PR #1782, opened 2023-12-16
Use browser's built-in "date" widget instead of jQuery UI Datepicker that is inaccessible using keyboard (#1751)

### LINKED ISSUE #1751: Sympa Accessibility Issue - 21 - Unable to select date from the calendar picker using keyboard
The University of Illinois at Urbana-Champaign, Technology Services Accessibility Testing team conducted an Accessibility Review of Sympa on September 25, 2023 and found 26 issues that need to be fixed to make the interface accessible for visual impaired users.

Version
-------
6.2.72

Installation method
-------------------
Source Package

Expected behavior
-----------------
User should be able to select a date in the calendar picker using a keyboard

Actual behavior
---------------
Unable to select date from the calendar picker using keyboard. When navigating through keyboard, the calendar picker popups when hitting enter but tabbing into the picker makes the picker disappear.

Steps to reproduce
------------------
Sympa Accessibility Issue - 21 was determined by manual functional testing performed by the user navigating with keyboard only or using assistive technology such as screen reader. See attached review for more info on specific location in interface.

Unable to select date from the calendar picker using keyboard. When navigating through keyboard, the calendar picker popups when hitting enter but tabbing into the picker makes the picker disappear.

[2.1.1 Keyboard](https://www.w3.org/WAI/WCAG21/Understanding/keyboard.html)

image
Fig 22 Keyboard accessibility issue on date picker.

Additional information
----------------------
Attached is the Accessibility Review conducted on Sept 25,2023
[Tech Services Review - Accessibility Evaluation Report for Sympa.pdf](https://github.com/sympa-community/sympa/files/13505476/Tech.Services.Review.-.Accessibility.Evaluation.Report.for.Sympa.pdf)

ikedas:
Instead, use browser's built-in widget with <input type="date"> element.

This may fix #1751.

### DIFF
--- a/default/web_tt2/head_javascript.tt2
+++ b/default/web_tt2/head_javascript.tt2
@@ -11,18 +11,13 @@
 [%# A few configuration settings and miscellaneous vars. ~%]
 var sympa = {
     backText:           '[%"Back"|loc|escape_cstr%]',
-    calendarButtonText: '[%"Calendar"|loc|escape_cstr%]',
-    calendarFirstDay:   0,
     closeText:          '[%"Close"|loc|escape_cstr%]',
     copiedText:         '[%"Copied!"|loc|escape_cstr%]',
     copyPermalinkText:  '[%"Copy permalink"|loc|escape_cstr%]',
-    dayNames:           '[%"Sunday:Monday:Tuesday:Wednesday:Thursday:Friday:Saturday"|loc|escape_cstr%]'.split(":"),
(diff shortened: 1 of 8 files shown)


ldidry:
I don’t know if it would be useful for the few browsers which doesn’t support date input type, but maybe we could keep a `placeholder="yyyy-mm-dd"` on the input?

ikedas:
Done!

ldidry (approved):
LGTM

> **What is being asked**
Each line in the records that carries "https" must be copied out.

> **Result for this task**
[2.1.1 Keyboard](https://www.w3.org/WAI/WCAG21/Understanding/keyboard.html)
[Tech Services Review - Accessibility Evaluation Report for Sympa.pdf](https://github.com/sympa-community/sympa/files/13505476/Tech.Services.Review.-.Accessibility.Evaluation.Report.for.Sympa.pdf)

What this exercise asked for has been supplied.